The language core is **sans-I/O** and `no_std + alloc`; the host runtime (event
loop, timers, `fetch`, `crypto`, modules) is a separate layer on top, so the
engine stays embeddable. See [`ROADMAP.md`](ROADMAP.md) for the road ahead — the
remaining work to a complete JS+WASM engine and the design invariants behind it.

## Pure Rust, no foreign code

Kataan depends on no C libraries.

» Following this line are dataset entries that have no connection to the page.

PR #202, opened 2022-01-28
fix: add UnifiedJavaVirtualMachine to modulo-info

leveretconey:
Hi,

Could I have a review of this fix?

UnifiedJavaVirtualMachine should be provided as a service in vertx module, otherwise UnifiedJavaVirtualMachine can not be loaded by GCToolKit::loadJavaVirtualMachine.

Thanks,
Yifeng

### DIFF
--- a/vertx/src/main/java/module-info.java
+++ b/vertx/src/main/java/module-info.java
@@ -2,6 +2,7 @@
 // Licensed under the MIT License.
 
 import com.microsoft.gctoolkit.vertx.jvm.PreUnifiedJavaVirtualMachine;
+import com.microsoft.gctoolkit.vertx.jvm.UnifiedJavaVirtualMachine;
 
 /**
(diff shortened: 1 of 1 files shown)


vertx/src/main/java/module-info.java
```diff
@@ -17,6 +18,7 @@
             com.microsoft.gctoolkit.api;
 
     provides com.microsoft.gctoolkit.jvm.JavaVirtualMachine with
-            PreUnifiedJavaVirtualMachine;
+            PreUnifiedJavaVirtualMachine,
```
dsgrieve, line 21: @leveretconey - Would you mind getting rid of the import statements and using the fully qualified class names in the provides statement? Using fully qualified class names rather than imports is the accepted style for module-info files.

dsgrieve (approved):

PR #226, opened 2022-09-06
[zgc][parser] Ensure that ZGCMemoryPoolSummary and OccupancySummary use kilobytes

j-bahr:
Ensure that ZGC memory values are normalized to kilobytes. The code in its current form will return a double without taking into account the units associated with the memory value. This can lead to multiple GC cycles that report odd results. This diff ensures that as they are parsed the are normalized to a long value in terms of kilobytes.  The regex's already capture the units so we'll simply scale the constructor inputs to ZGCMemoryPoolSummary and OccupancySummary by the captured unit string.  We'll use the helper method `.toKBytes(...)` which is available to us in the the trace class already.

### DIFF
--- a/parser/src/main/java/com/microsoft/gctoolkit/parser/ZGCParser.java
+++ b/parser/src/main/java/com/microsoft/gctoolkit/parser/ZGCParser.java
@@ -31,7 +31,6 @@ import java.util.logging.Logger;
  * CMS failures
  * System.gc() calls
  */
-
 public class ZGCParser extends UnifiedGCLogParser implements ZGCPatterns {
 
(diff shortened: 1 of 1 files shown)


j-bahr:
Please let me know if there is a project code formatting standard, I'd be happy to reformat to meet the project standards. While working the editor cleaned up a number of spacing issues which lead to a slight larger PR than expected. I wish this could have been picked up in a separate, format only dirr. Anyways. Please let me know if I can better address this.

kcpeppe (approved):

kcpeppe:
Admiditly support for ZGC isn't well tested, we need more unit testing in this area. So this looks very good. Thank you! @j-bahr.

PR #1446, opened 2018-06-26
Fix arrow position in filter dropdowns

houmark:
This PR fixes the position of the dropdown arrow in filters. Basically there was a hardcoded `top` in the `::after` which took precedence against the recent update to all select dropdowns. In a perfect world the `right` position should also be in the "core" dropdown styling but I don't want to break more than I fix at this time.


stuartromanek:
@houmark did this get addressed in the other dropdown UI fix?

houmark:
Not exactly because there’s absolute overwrites and left / right that needs to be removed. Let me recheck this one and see if I have to push another commit to fully correct this one.

houmark:
I updated this one to be compatible with the flex approach, so it should now again look right and be a better more stable approach. Ready to test/merge.

Issue #1392, opened 2018-05-18
Image Cropper: pad cropping interface into the modal


stuartromanek:
![image](https://user-images.githubusercontent.com/1889830/40253124-980faddc-5aac-11e8-90e1-2f98ca16b763.png)

When the crop handles are at the edge of the image they are being cut off by the viewport of the modal. Pad the entire interface into the modal more so that crop handles are easy to grab.

Consider disabling the zoom feature.

boutell:
@stuartromanek any concerns with this one?

stuartromanek:
I think this is a fine solution .. the main concern was when the cropper handles would be on the edge of the browser window and difficult to find, so this addresses that.

PR #1447, opened 2018-06-26
Fix image cropper on re-crop when using minSize

houmark:
Please see PR commit message. Relates to #1392


houmark:
I wanted to add to my **magical experience** here as it may not be obvious what's happening and how to re-test.

**With no padding and `autoCrop: true;` (current master):**

* Open editor for cropping an image that is very tall (taller than your screen maybe?)
* Crop and save
* Refresh just to make sure we have a non-polluted load of the editor next time
* Open the image, enter the crop editor
* Will show blank image, and no cropped area; Time to start over

**With `autoCrop: true;` but no padding:**

* Re-opening the crop editor after having saved the first crop, shows the crop on the wrong position

**Magic setup: `autoCrop: true;` and modal internally padded with 20px:**

* Re-opening shows the crop at the right position and everything seems to be.... well... magic...

Note: Only it seems that this is not 100% of the time, but almost right seems better than 100% wrong (it's easier to move the cropper to the right position). I hit a bad position once in my testing, so adding the cropper with a delay may help more, but for now I hope this improvement will at least get into the core.

houmark:
[This is the image](https://cl.ly/sXLU) I used to test this problem on my MacBook Pro 15" screen.

houmark:
I'm sorry. I just realized that this PR includes the commit with the arrow fix for dropdowns which has another PR. I can redo this PR unless you somehow can merge the other one first and then this one, which should then merge cleanly? Let me know...

I was merging all my PR's into my master fork when I should have merged them into another branch and I only noticed after I committed my latest PR. Too little sleep...

houmark:
I reverted the wrong arrow position commit in this PR to make this one merge clean against master no matter.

Where it needs cryptography or networking it
reuses sibling **pure-Rust** Karpelès Lab crates:

- [`purecrypto`](https://github.com/KarpelesLab/purecrypto) — `crypto.subtle` /
WebCrypto, `crypto.getRandomValues`, `randomUUID`, and TLS.
- [`rsurl`](https://github.com/KarpelesLab/rsurl) — HTTP/HTTPS transport behind
`fetch` and the Node `http(s)` compatibility layer.

`unsafe` is quarantined: the crate is `unsafe_code = "deny"` (not `forbid`),
and only the `ffi` module plus a small, audited set of VM hot-path primitives
opt back in with a scoped `#[allow(unsafe_code)]` and a safety comment.

## Try it

The CLI runs JavaScript today:

```console
$ cargo run -- run -e '
class Animal { constructor(n){ this.n = n } speak(){ return `${this.n} makes a sound` } }
class Dog extends Animal { speak(){ return `${this.n} barks` } }
console.log(new Dog("Rex").speak());
console.log([1,2,3,4].filter(x => x % 2).map(x => x*x).reduce((a,b)=>a+b, 0));
console.log(JSON.stringify({ ok: true, items: [...new Set([1,1,2,3])] }));
'
Rex barks
10
{"ok":true,"items":[1,2,3]}
```

It also exposes each pipeline stage, and an interactive REPL:

```console
$ cargo run -- lex -e 'x => x * 2' # token stream
$ cargo run -- parse -e 'x => x * 2' # AST dump
$ cargo run -- disasm -e '1 + 2 * 3' # register bytecode
$ cargo run -- repl # interactive session
$ cargo run -- --help
```

The `disasm` command shows the register bytecode the compiler emits:

```console
$ cargo run -- disasm -e 'let s = 0; let i = 0; while (i < 3) { s += i; i += 1; } s'
chunk #0 "" (regs=14, params=0)
0 LoadInt r0, 0
...
6 Lt r6, r4, r5
7 JumpIfFalse r6, +9
...
16 Jump -13
18 Return r13
```

## Use as a Rust library

```rust
use kataan::parser::Parser;
use kataan::interp::Interp;

let program = Parser::parse_program("const sq = x => x * x; sq(8)").unwrap();
let mut interp = Interp::new();
assert_eq!(interp.run(&program).unwrap().to_js_string(), "64");
```

The lower stages are available directly too:

```rust
use kataan::lexer::{Lexer, TokenKind};

let tokens = Lexer::new("let answer = 42;").tokenize().unwrap();
assert_eq!(tokens.first().unwrap().text("let answer = 42;"), "let");
assert_eq!(tokens.last().unwrap().kind, TokenKind::Eof);
```

### Feature flags

| Feature | Default | Description |
|-----------|:-------:|--------------------------------------------------------------------|
| `std` | ✓ | Standard library; implies `alloc`. Needed by the host runtime/CLI. |
| `alloc` | ✓ | Heap-backed types; the minimum for the pure language core. |
| `regex` | ✓ | In-house regular-expression engine. |
| `intl` | ✓ | In-house `Intl`-lite (collation, number/date formatting). |
| `module` | ✓ | ESM + CommonJS module loader. |
| `host` | ✓ | Host runtime: event loop, timers, console, encoding, URL, streams. |
| `fetch` | | `fetch` / Node `http(s)` over `rsurl`. |
| `crypto` | | `crypto.getRandomValues` / WebCrypto over `purecrypto`. |
| `jit` | | Machine-code JIT (x86-64/Linux): optimizing integer + float paths. |
| `ffi` | | The C ABI (the only place broad `unsafe` is allowed). |
| `cli` | ✓ | The `kataan` command-line tool. |

Build the bare `no_std` language core with:

```console
cargo build --no-default-features --features alloc
```

## Use as a C library

```console
cargo rustc --lib --release --features ffi --crate-type staticlib # libkataan.a
cargo rustc --lib --release --features ffi --crate-type cdylib # libkataan.so
```

The header is [`include/kataan.h`](include/kataan.h); a runnable example lives
in [`tests/ffi_smoke.c`](tests/ffi_smoke.c). The C ABI follows the `purecrypto`
conventions — `KtStatus` return codes, the in/out length convention, opaque
handles, and a panic catch at every boundary.

## License

MIT © 2026 Karpelès Lab Inc. See [LICENSE](LICENSE).